EXERCISE INSTRUCTIONS:
Your answer must be the full set of entries, reproduced exactly.
[[ DATA FOR PROCESSING open ]]
PR #545, opened 2026-03-07
Feat: Support QA button for switch pro controller and pass through LT/RT correctly

Ericky14:
The switch pro controller LT/RT weren't working in Pass intercept mode due to a missing mapping, and QA button as well needed to be mapped

There is also a minor fix regarding an error loading the controller's LEDs which contain invalid characters that can't be used in dbus path

### DIFF
--- a/src/input/event/evdev.rs
+++ b/src/input/event/evdev.rs
@@ -159,6 +159,12 @@ impl EvdevEvent {
                 KeyCode::BTN_EAST => Capability::Gamepad(Gamepad::Button(GamepadButton::East)),
                 KeyCode::BTN_TL => Capability::Gamepad(Gamepad::Button(GamepadButton::LeftBumper)),
                 KeyCode::BTN_TR => Capability::Gamepad(Gamepad::Button(GamepadButton::RightBumper)),
+                KeyCode::BTN_TL2 => {
+                    Capability::Gamepad(Gamepad::Button(GamepadButton::LeftTrigger))
+                }
+                KeyCode::BTN_TR2 => {
+                    Capability::Gamepad(Gamepad::Button(GamepadButton::RightTrigger))
+                }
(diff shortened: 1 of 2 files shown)


src/input/target/xpad.rs
```diff
@@ -78,6 +78,8 @@ impl XBoxController {
         keys.insert(KeyCode::BTN_WEST);
         keys.insert(KeyCode::BTN_TL);
         keys.insert(KeyCode::BTN_TR);
+        keys.insert(KeyCode::BTN_TL2);
+        keys.insert(KeyCode::BTN_TR2);
```
ShadowApex: Is there a reason these keycodes are being added to all xbox target devices? This may break SDL mappings that expect Xbox button ordering.

Ericky14: Ah I see, I didn't know that was how it worked, I just added button mappings to where it was missing, thanks for explaining it :)

For the future, it might be helpful to explain things a bit more in comments instead of asking questions, not all contributors are working on this project 100% of the time and familiar with the codebase

ShadowApex: I typically ask to make sure there isn't a reason for the change that I might have missed and to try to get an explanation for specific changes.

Ericky14: Yea I was looking for why the trigger buttons weren't working and playing around with it, didnt realize there was a TL2/TR2, makes no sense why theres a separate enum value for same trigger buttons, controller mappings are weird
But I guess its to differentiate digital vs analog triggers? Not 100% sure yet

pastaq: > Yea I was looking for why the trigger buttons weren't working and playing around with it, didnt realize there was a TL2/TR2, makes no sense why theres a separate enum value for same trigger buttons, controller mappings are weird But I guess its to differentiate digital vs analog triggers? Not 100% sure yet

Correct, though many controllers do produce both analog and digital events as games may only support one of the two methods.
[[ DATA FOR PROCESSING closed ]]
RESULT OF THIS EXERCISE:
PR #545, opened 2026-03-07
Feat: Support QA button for switch pro controller and pass through LT/RT correctly

Ericky14:
The switch pro controller LT/RT weren't working in Pass intercept mode due to a missing mapping, and QA button as well needed to be mapped

There is also a minor fix regarding an error loading the controller's LEDs which contain invalid characters that can't be used in dbus path

### DIFF
--- a/src/input/event/evdev.rs
+++ b/src/input/event/evdev.rs
@@ -159,6 +159,12 @@ impl EvdevEvent {
                 KeyCode::BTN_EAST => Capability::Gamepad(Gamepad::Button(GamepadButton::East)),
                 KeyCode::BTN_TL => Capability::Gamepad(Gamepad::Button(GamepadButton::LeftBumper)),
                 KeyCode::BTN_TR => Capability::Gamepad(Gamepad::Button(GamepadButton::RightBumper)),
+                KeyCode::BTN_TL2 => {
+                    Capability::Gamepad(Gamepad::Button(GamepadButton::LeftTrigger))
+                }
+                KeyCode::BTN_TR2 => {
+                    Capability::Gamepad(Gamepad::Button(GamepadButton::RightTrigger))
+                }
(diff shortened: 1 of 2 files shown)


src/input/target/xpad.rs
```diff
@@ -78,6 +78,8 @@ impl XBoxController {
         keys.insert(KeyCode::BTN_WEST);
         keys.insert(KeyCode::BTN_TL);
         keys.insert(KeyCode::BTN_TR);
+        keys.insert(KeyCode::BTN_TL2);
+        keys.insert(KeyCode::BTN_TR2);
```
ShadowApex: Is there a reason these keycodes are being added to all xbox target devices? This may break SDL mappings that expect Xbox button ordering.

Ericky14: Ah I see, I didn't know that was how it worked, I just added button mappings to where it was missing, thanks for explaining it :)

For the future, it might be helpful to explain things a bit more in comments instead of asking questions, not all contributors are working on this project 100% of the time and familiar with the codebase

ShadowApex: I typically ask to make sure there isn't a reason for the change that I might have missed and to try to get an explanation for specific changes.

Ericky14: Yea I was looking for why the trigger buttons weren't working and playing around with it, didnt realize there was a TL2/TR2, makes no sense why theres a separate enum value for same trigger buttons, controller mappings are weird
But I guess its to differentiate digital vs analog triggers? Not 100% sure yet

pastaq: > Yea I was looking for why the trigger buttons weren't working and playing around with it, didnt realize there was a TL2/TR2, makes no sense why theres a separate enum value for same trigger buttons, controller mappings are weird But I guess its to differentiate digital vs analog triggers? Not 100% sure yet

Correct, though many controllers do produce both analog and digital events as games may only support one of the two methods.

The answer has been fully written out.